I joined BYC back in early "08" not long after we got our first chickens. There is a ton of info there but the conversations move so fast I couldn't keep up with it. Last I knew, there were about 16,000 members. I stopped visiting after about 8 months. But if you need to know ANYTHING about chickens that's the place to go.


----------



## Sourdough

Try killer, attack Geese. Even the grizzlies will not engage the attack geese. I have grizzlies and wolves in the yard regularly and have never lost a goose in four years. Really they are ferocious guard animals. They nailed one friend in the privates, and while he was jumping around in pain, his wife was laughing.


----------



## beericus

yeah were on back yard chickens too, get the magazine and all.


----------



## UncleJoe

Are you "beericus" there also?


----------



## Kriket

Sourdough said:


> Try killer, attack Geese.


ITA, we had to get rid of our pair of geese because they were picking on the horses and not letting them get to water.

Geese are mean suckers. I would get a dog before I got a goose. Since you don't have a flock, get a nice Australian Shepard and raise the dog with the birds.


----------



## HozayBuck

Down in my East TX homestead we just lost 14 young Turkey Chicks and about the same in young chicks in one night, they were in small brooder pens and a **** spent the night reaching thru the small wire grabbing them and killing them, got all but a couple of them... me thinks when I get back I may spend a few nights in the truck with the suppressed 10-22 .. I'd use a live trap but my luck would be a skunk in it...

All the other feathered critters roost in the trees right over the Great Pere's spot, poor Sugar bear sleeps with 13 ducks gathered around, course on those colder nights in winter she has a down blanket... guess it's a trade off once in a while an Owl will nail one of the bunch but that's the cost of having free range birds...

Free range, the only way to go if you can do it... we always have more eggs then we can use and there is no feed up keep for the birds.. and there is no better egg then free range!!!...


----------



## beericus

Sorry for the delay folks, been busy with some crud.

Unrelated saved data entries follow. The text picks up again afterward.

PR #531, opened 2021-12-02
Refactor cluster SIDs in SID (model, entity, projector, service, handlers)

fabriziosestito:
When we will support cost optimized we will add a new field for the extra sids, as for now the cluster has just one main sid


dottorblaster (approved):
LGTM

arbulu89 (approved):
Nice!

Issue #507, opened 2021-11-26
Cluster detail view: checks selected but not showing in Health section


abravosuse:
This problem has been detected in the test environment that has been set up for the QA Team.

How to reproduce the problem:

1. Open the QA Trento Console URL.
2. Click on Pacemaker Clusters in the Menu section (or in the "Go to view" link in the Pacemaker Clusters section)
3. Filter by cluster Type = HANA scale-up
4. For any listed HANA cluster, click on the cluster name or the corresponding ID.
5. In the cluster detail view, click on the Settings button next to "Pacemaker Cluster Details".
6. In the hana_cluster window that opens up:
- Leave the Connection settings section as is (user cloudadmin has been enabled to connect via ssh from Trento Server to all hosts with Trento agents)
- In the Checks selection section, select some of the available checks.
- Click Save and go back and close the hana_cluster window.
7. Back to the cluster detail view, review the Health section on the top right corner: it shows 0 Passing, 0 Warning, 0 Critical.
8. Click on <Show check results>: a Health details window opens but it lists no checks.

abravosuse:
Step 8 above should read:
8. Click on Show check results: a Health details window opens but it lists no checks.

arbulu89:
It looks like back again the test `2C2D43` is giving troubles and blocking the whole ansible execution...
I will have a look on how we can fix it

arbulu89:
More information. The error only happens if the runner is executed within the container. And to make things worse, if you access the pod and execute the same exact command of the ansible-playbook or the trento runner itself, it works fine...
What a hell..

arbulu89:
Finally, adding `tty: true` in the trento runner container declaration in the helm chart fixes the issue.
Change here: https://github.com/trento-project/trento/pull/534/commits/62857f5ff67231ff9a837b22a9bb303c46ceb466

PR #534, opened 2021-12-02
Set a timeout in ansible tasks

arbulu89:
Enhancement of the runner to not block the whole ansible execution if some task gets blocked.
It workarounds the issue happening in: https://github.com/trento-project/trento/issues/507

With this hardening, even though the check is not properly implemented or it has some limitation that blocks the execution, the task will be set as failed and the ansible execution will continue.

As UX/UI, I have set the check as warning, and the error message provided by ansible as tooltip.

Here a short gif (in this case the check was blocked for some reason that I unknown yet). The used message is the one provide by ansible:
Peek 2021-12-02 15-24

After this I will continue with the work to fix the check `2C2D43` which is the root cause of the ansible execution blocking

**Edit**: Finally I have fixed the ansible execution blocking issue. It has been fixed adding `tty: true` to the container declaration

### DIFF
--- a/packaging/helm/trento-server/charts/trento-runner/templates/deployment.yaml
+++ b/packaging/helm/trento-server/charts/trento-runner/templates/deployment.yaml
@@ -46,6 +46,8 @@ spec:
           env:
             - name: CONSUL_HTTP_ADDR
               value: {{ .Release.Name }}-{{ .Values.dependencies.consul.name }}:{{ .Values.dependencies.consul.port }}
+          # tty is required to allow a correct ansible execution
+          tty: true
           securityContext:
             {{- toYaml .Values.securityContext | nindent 12 }}
           image: "{{ .Values.image.repository }}:{{ .Values.image.tag }}"
--- a/runner/ansible/callback_plugins/trento.py
+++ b/runner/ansible/callback_plugins/trento.py
@@ -48,7 +48,8 @@ class Results(object):
                 "ABCDEF": {
                     "hosts": {
                         "host1": {
-                            "result": "passing"
+                            "result": "passing",
+                            "msg": "",
                         }
                     }
                 }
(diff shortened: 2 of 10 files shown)


packaging/helm/trento-server/charts/trento-runner/templates/deployment.yaml
```diff
@@ -46,6 +46,8 @@ spec:
           env:
             - name: CONSUL_HTTP_ADDR
               value: {{ .Release.Name }}-{{ .Values.dependencies.consul.name }}:{{ .Values.dependencies.consul.port }}
+          # tty is required to allow a correct ansible execution
+          tty: true
```
aleksei-burlakov, line 50: Very cool 🚀

runner/ansible/callback_plugins/trento.py
```diff
@@ -152,21 +163,25 @@ def v2_runner_on_ok(self, result):
         test_result = result._task_fields["args"]["test_result"]
         for group in task_vars["group_names"]:
             self.results.set_host_state(group, host, True)
+            if self.results.result_exist(group, task_vars[CHECK_ID], host):
+                continue
             self.results.add_result(group, task_vars[CHECK_ID], host, test_result)
 
-    def v2_runner_on_failed(self, result):
+    def v2_runner_on_failed(self, result, ignore_errors):
```
aleksei-burlakov, line 170: It looks like the `ignore_errors` is never used.

aleksei-burlakov (approved):
Looks awesome to me.

runner/ansible/callback_plugins/trento.py
arbulu89: Yes. This argument is coming from the placeholder function. Think about it as a golang interface.
We are just implementing the method, that it is defined somewhere else.
In our case, we don't use the argument, but It must go there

Here are the pictures, not to good, taken on my cell phone.


----------



## bunkerbob

Wow!! I've seen some prisons with less containment than that. Nice trees, unfortunately we have not been here long enough to have full size trees yet.


----------



## sailaway

I am running into more and more people who are raising chickens for eggs and food these days. Some of them live in town where there are ordinances, but so far no one has complained.


----------



## dawnwinds58

*chicken theif!*

The best defense against fox , ****, and skunk is a solid chicken house, elevated OFF the ground with rat wire under the floor boards and locking your chickens up with supper every single night without fail. Make it a house you'd feel safe sleeping in.

Chickens and Chinese weeder geese, them mean watch dogs who hate everybody, stay together. They were bought and raised together. Even rats will kill a young pullet if hungry enough, and they see an easy meal. Predators can't kill them if they can't get to them.

Never, never, never leave them sleeping in a yard with an open door to the creative killer.


----------



## beericus

I think this is where we went wrong, twice. 

We raised the chickens from hatchlings in a barn, a horse stall actually. When they were big enough to come outside, they had no interest in their coop, since they never slept in their. 

So we built the containing fence around instead.


----------



## Aemilia

I just shut my chickens inside the coop for a few days (make sure its not to hot) and they figured out where home was. The chickens are the easiest critter here to put to bed (including the 2-legged ones)!


----------



## Clarice

The worst damage to our chickens was done by 3 dogs (they won't be a problem again) they killed 9 before we could get to them. The sad thing is they weren't hungry, they did not eat even one, they were just enjoying the kill. When we first moved to our place we had a fox problem, but thanks to traps, a .22 and watchful neighbors we were able to keep any chickens from getting killed. Now we have an owl keeping an eye on our pullets. Seems like there is always something to be on the lookout for.


----------



## beericus

well chickens have all be killed off by predators, and the coop has been killed off by the snow. I will post pictures of "Coop Carnage" soon. 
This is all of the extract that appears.